Dataset entries:
PR #519, opened 2026-03-30
Refactor next port info

dhruv9vats:
Replaces `std::pair<sirius_physical_operator*, std::string_view>` with a named `next_port_info` struct having explicit `next_operator` and `next_operator_port_name` fields for readability and extensibility.

### DIFF
--- a/src/op/sirius_physical_concat.cpp
+++ b/src/op/sirius_physical_concat.cpp
@@ -210,15 +210,16 @@ void sirius_physical_concat::sink(const operator_data& output_data, rmm::cuda_st
   auto partitioned_output_data = dynamic_cast<const partitioned_operator_data*>(&output_data);
   auto partition_idx           = partitioned_output_data->get_partition_idx();
   for (auto& batch : partitioned_output_data->get_data_batches()) {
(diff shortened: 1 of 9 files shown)


src/op/sirius_physical_concat.cpp
```diff
@@ -210,15 +210,16 @@ void sirius_physical_concat::sink(const operator_data& output_data, rmm::cuda_st
   auto partitioned_output_data = dynamic_cast<const partitioned_operator_data*>(&output_data);
   auto partition_idx           = partitioned_output_data->get_partition_idx();
   for (auto& batch : partitioned_output_data->get_data_batches()) {
-    for (auto& [next_op, port_id] : next_port_after_sink) {
+    for (auto& next_port_info : next_port_after_sink) {
```
9prady9, line 213: nit: I think you can still use structured binding with structs.

mbrobbel (approved):

9prady9 (approved):

src/op/sirius_physical_concat.cpp
dhruv9vats: yes, but, we do this change to allow `struct next_port_info` to grow without having to change all access sites later.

# [What the exercise asks]
Could you restate every entry verbatim, please?

# [Solved problem]
PR #519, opened 2026-03-30
Refactor next port info

dhruv9vats:
Replaces `std::pair<sirius_physical_operator*, std::string_view>` with a named `next_port_info` struct having explicit `next_operator` and `next_operator_port_name` fields for readability and extensibility.

### DIFF
--- a/src/op/sirius_physical_concat.cpp
+++ b/src/op/sirius_physical_concat.cpp
@@ -210,15 +210,16 @@ void sirius_physical_concat::sink(const operator_data& output_data, rmm::cuda_st
   auto partitioned_output_data = dynamic_cast<const partitioned_operator_data*>(&output_data);
   auto partition_idx           = partitioned_output_data->get_partition_idx();
   for (auto& batch : partitioned_output_data->get_data_batches()) {
(diff shortened: 1 of 9 files shown)


src/op/sirius_physical_concat.cpp
```diff
@@ -210,15 +210,16 @@ void sirius_physical_concat::sink(const operator_data& output_data, rmm::cuda_st
   auto partitioned_output_data = dynamic_cast<const partitioned_operator_data*>(&output_data);
   auto partition_idx           = partitioned_output_data->get_partition_idx();
   for (auto& batch : partitioned_output_data->get_data_batches()) {
-    for (auto& [next_op, port_id] : next_port_after_sink) {
+    for (auto& next_port_info : next_port_after_sink) {
```
9prady9, line 213: nit: I think you can still use structured binding with structs.

mbrobbel (approved):

9prady9 (approved):

src/op/sirius_physical_concat.cpp
dhruv9vats: yes, but, we do this change to allow `struct next_port_info` to grow without having to change all access sites later.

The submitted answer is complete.